We had a wonderful time at a local restaurant on Mother's Day with my parents and sisters and their families.
I got the Bruschetta Chicken and savored every last morsel!
Dave and I got a little more dressed than the rest of the diners, we stood out but who cares! I got a new dress and wanted to wear it.
I started digging through my old pictures looking for a good "before" pic. Odd how when I'm looking for comparison pics, I'm searching for the absolute worst photo. I would of never been caught dead as the subject of a picture. My grandmother was the same way, we have hardly any pictures of her. She was a beautiful lady, and I don’t know why she didn’t want any taken of her, but my reason was clear, I didn’t like how I looked on film.

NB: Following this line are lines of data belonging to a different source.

PR #599, opened 2015-04-21
mailbox bypass and no meth checking

e2:
@digitalextremist - let me know what issues you're having.

(NOTE: I also reverted the sync calls short-circuit for this to work).

### DIFF
--- a/lib/celluloid/calls.rb
+++ b/lib/celluloid/calls.rb
@@ -22,7 +22,6 @@ module Celluloid
     end
 
     def dispatch(obj)
-      check(obj)
       _b = @block && @block.to_proc
       obj.public_send(@method, *@arguments, &_b)
 =begin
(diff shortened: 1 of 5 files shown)


digitalextremist:
I am open to approaching this as an experimental gem if you are interested. It could be a testing ground for concepts. What it'd end up being is a third mode, so there'd be `:backported`, `:current`, and `:experimental`. Only objects and methods that override `:current` would need to be included.

e2:
@digitalextremist - currently (without this patch), the more methods an actor has, the slower it is (which discourages refactoring complex methods in actors). 

OTOH, by calling every method through the mailbox, latency may be improved (except on MRI) if threads are scarce - but the best solution to latency is to use multiple actors (it's faster). But, having methods go through the mailbox can create unexpected hard-to-debug side-effects (if a user's methods are called out of order).

Summary: in production, this patch speeds up execution and prevents unexpected side-effects - so even if it was marked as "experimental", I'd use it by default myself.

digitalextremist:
Then, yes... gem? Or, branch?

e2:
@digitalextremist - gem of course.

digitalextremist:
@e2 you gave no indication whether gem or branch in your reply. Ok, then.

At abstractive labs: [celluloid-experimental](/abstractive/celluloid-experimental)
Skeleton gem: https://rubygems.org/gems/celluloid-experimental

You have write access to the repository at abstractive labs. I am closing this here then, and suggest you move all experimental issues/PR's to that repository. I am eager to test some of these concepts you've been talking about and see them in action.

PR #602, opened 2015-04-22
Update supported Rubies

tarcieri:
1.9.3 is past EOL

2.2.2 is the latest and we should be checking it on Travis

### DIFF
--- a/.travis.yml
+++ b/.travis.yml
@@ -1,8 +1,8 @@
 script: rake ci
 rvm:
-  - 1.9.3
   - 2.0.0
   - 2.1.4
+  - 2.2.2
   - ruby-head
   - jruby
   - jruby-head
@@ -10,7 +10,6 @@ rvm:
 
 matrix:
   allow_failures:
-    - rvm: 1.9.3
     - rvm: ruby-head
     - rvm: jruby
     - rvm: jruby-head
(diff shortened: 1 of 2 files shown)


digitalextremist:
This seems good to go? This was basically done on the next release, but not here on master.

tarcieri:
When you say "good to go", you mean unnecessary, or mergeable?

digitalextremist:
I mean mergeable, or do you have more you were going to add?

tarcieri:
Nope! Merged

digitalextremist:
>> right on <<

kostya:
you can set just 2.1, 2.2 and travis get last minor version

digitalextremist:
@kostya I don't see anything mentioning this behavior on Travis CI, in their examples they specify a minor version number. But also, we tend to need to test point release by point release, so it seems like it would be better to manually specify which minor version number. We've even marked individual point releases as allowable failures since certain point releases sometimes break ( without Celluloid itself being broken ). Make sense?

kostya:
this is rvm behavior, from 2.1, minor version is just patch level.

tarcieri:
@kostya if I use `2.2` in `.travis.yml` it selects 2.2.0, not 2.2.2

kostya:
hm it works with 2.1, and should work with 2.2 too, but travis used not last dvm :(

PR #605, opened 2015-04-26
Logical && and || operators for simple Boolean logic

olleolleolle:
Where there is no control-flow trickery, only simple if/unless statements, we can use `&&` and `||`.

[Avdi Grimm made a fine screencast on the and/or feature](http://devblog.avdi.org/2014/08/26/how-to-use-rubys-english-andor-operators-without-going-nuts/) and how best to use it.

One more thing: what are the possible values of `CELLULOID_FUTURE`? Did it ever get set? It was introduced in this file in 2013. Can not find reference to it in this repo.

### DIFF
--- a/lib/celluloid.rb
+++ b/lib/celluloid.rb
@@ -10,12 +10,12 @@ require 'celluloid/notices'
 
 $CELLULOID_BACKPORTED = false
 
-if ENV['CELLULOID_BACKPORTED'] == 'silently' or ( defined? $CELLULOID_BACKPORTED and $CELLULOID_BACKPORTED == :silently )
+if ENV['CELLULOID_BACKPORTED'] == 'silently' || ( defined?($CELLULOID_BACKPORTED) && $CELLULOID_BACKPORTED == :silently )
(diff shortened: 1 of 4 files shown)


tarcieri:
I agree with this change

digitalextremist:
Thanks @olleolleolle! When I came over from C++ style languages I assumed the English keywords were replacements for `&&` and `||` but after the excellent screencast, I see they are not at all intended for conditional statements primarily, but for flow control. It's nice to learn something so commonly used.

Looks like you've been reviewing `0.17.0`. I appreciate that.

`CELLULOID_FUTURE` itself can probably be depreciated. I believe merely setting it ( not setting a certain value ) triggered the equivalent of `$CELLULOID_BACKPORTED == false`

digitalextremist:
@tarcieri can you think of any instances where `CELLULOID_FUTURE` was promoted to the community, or any obvious uses out in the wild? I'm thinking that I will advocate for using `require "celluloid/current"` for the brave/serious sorts who refactor, rather than ever suggesting someone sets a global variable.

PR #608, opened 2015-04-27
Example for repeating timer with #every

olleolleolle:
For beginners: an example of `#every`.

 - prints a single line of consecutive numbers (simulating going to sleep counting sheep)
 - added a puts at the end to avoid messing up last line of output
 - the added example is delineated from the rest of the example with a clear class name marker in the output

### DIFF
--- a/examples/timers.rb
+++ b/examples/timers.rb
@@ -45,3 +45,20 @@ actor.timer.cancel
 # Wait until after the timer should've fired
 sleep 3.1
 puts "Timer shouldn't have fired because we cancelled it: #{actor.fired}"
+
+class RepeatingTimerExample
+  include Celluloid
+
+  def count_sheep
+    print "<#{self.class.name}> Counting sheep to go to sleep: "
+    sheep = 0
+    every(0.1) do
+      sheep += 1
+      print sheep, ' '
+    end
+  end
+end
+
+RepeatingTimerExample.new.count_sheep
+sleep 1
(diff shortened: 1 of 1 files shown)


digitalextremist:
Good idea! And would you please add `#stop_counting` after the `sleep 1` to illustrate canceling timers, rather than having the death of the main thread end the timer?

You'd just need to store the timer, then cancel it. You could even just `def_delegator` the `cancel` method to an `@timer` instance variable. You know what I mean?

olleolleolle:
(Readability: Focusing on the timer functionality, I skipped the delegation. Is that good/bad?)

digitalextremist:
Oh that's totally fine @olleolleolle, thanks for adding that.

digitalextremist:
I'll merge this in probably in 24-48 hours, before cutting th RC. Thanks again for the example.

digitalextremist:
Thanks @olleolleolle. This is merged, and I corrected two things: `celluloid/current` and using `@sheep`

olleolleolle:
Just pointing out that the attr_accessor allows the previous usage. Now, the attr_accessor :sheep is superfluous.

digitalextremist:
Yeah, I had seen that but strangely it was still erroring out.

digitalextremist:
Ah, because it's being incremented inside a timer block. Withdrawing `attr_accessor`

PR #604, opened 2015-04-30
Execute block on receiver together with exclusive mode

Burgestrand:
Executing the block on the receiver is essentially passing the block as-is without wrapping it in Celluloidy magic to pass execution back and forth. I was expecting to be able to pass a block to a method and execute it on the receiver during exclusive mode, but I was not.

```ruby
require "bundler/setup"
require "celluloid"

Celluloid.logger = nil

class A
  include Celluloid

  def exclusive_on_receiver
    b = B.new
    exclusive { b.on_receiver { $stderr.puts "OK" } }
  end
end

class B
  include Celluloid

  execute_block_on_receiver def on_receiver(&block)
    yield
  end
end

begin
  A.new.exclusive_on_receiver
rescue => error
  $stderr.puts "ERROR: #exclusive_on_receiver (#{error})"
end
```

I understand executing blocks during exclusive mode could cause deadlock issues, but that is true for anything performed under exclusive mode. Is there some other reason that this does not work that I am not seeing?

### DIFF
--- a/lib/celluloid/call/sync.rb
+++ b/lib/celluloid/call/sync.rb
@@ -28,6 +28,18 @@ module Celluloid
         Internals::CallChain.current_id = nil
       end
 
+      def check(obj)
+        super
+
+        if task && block && block.execute_on_sender? && task.exclusive?
+          raise "Cannot execute blocks on sender in exclusive mode"
+        end
+      rescue AbortError
+        raise
+      rescue => ex
+        raise AbortError.new(ex)
+      end
+
       def cleanup
         exception = DeadActorError.new("attempted to call a dead actor")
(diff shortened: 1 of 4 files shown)


Burgestrand:
`export CELLULOID_BACKPORTED=false` did the trick nicely. The deadlock I found had nothing to do with Celluloid, I managed to try to run an expectation on a recursive list, turns out that does not work :bomb:.

All tests pass on my end now, and I believe the code is ready, so I've turned this issue into a pull request.

digitalextremist:
@Burgestrand can you please rebase this and resubmit it against the `0.17.5-release` branch?

Burgestrand:
@digitalextremist sure, I do believe so.

PR #616, opened 2015-05-08
Update pubsub.rb

scorix:
fix `NoMethodError: undefined method 'publish' for Celluloid::Notifications:Module`


digitalextremist:
How are you even getting this error? `Celluloid::Notification.publish` does exist, and properly calles `.notifier` on `master` ... and in the current upcoming release, all this moved to the `celluloid-essentials` gem.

It’s funny how the perception I had of myself was so obscured. I really didn’t know how much I weighed in August of 2012.
This selfie was taken on our island vacation:
I look back at these pictures and I keep telling myself
it was a bad angle;
I wasn't standing right;
that's not my good side;
there was too much light;
my clothes don't fit right;
that camera takes bad pictures...
I had every excuse in the book. Then I realized that everyone else looks like themselves in pictures. Holy cow, this is how people see me! Kinda like how I don't like my voice on answering machines, but that is another issue!
These are the pictures that made me have a long hard look at my life.
That and the diagnosis of Pre-Diabetes later that year.
This one was taken on Mother's Day 2014.
I can honestly say that I am not sitting here scrutinizing this photo. Dave and I have worked very hard to achieve this.
For once in my life, I like what I see!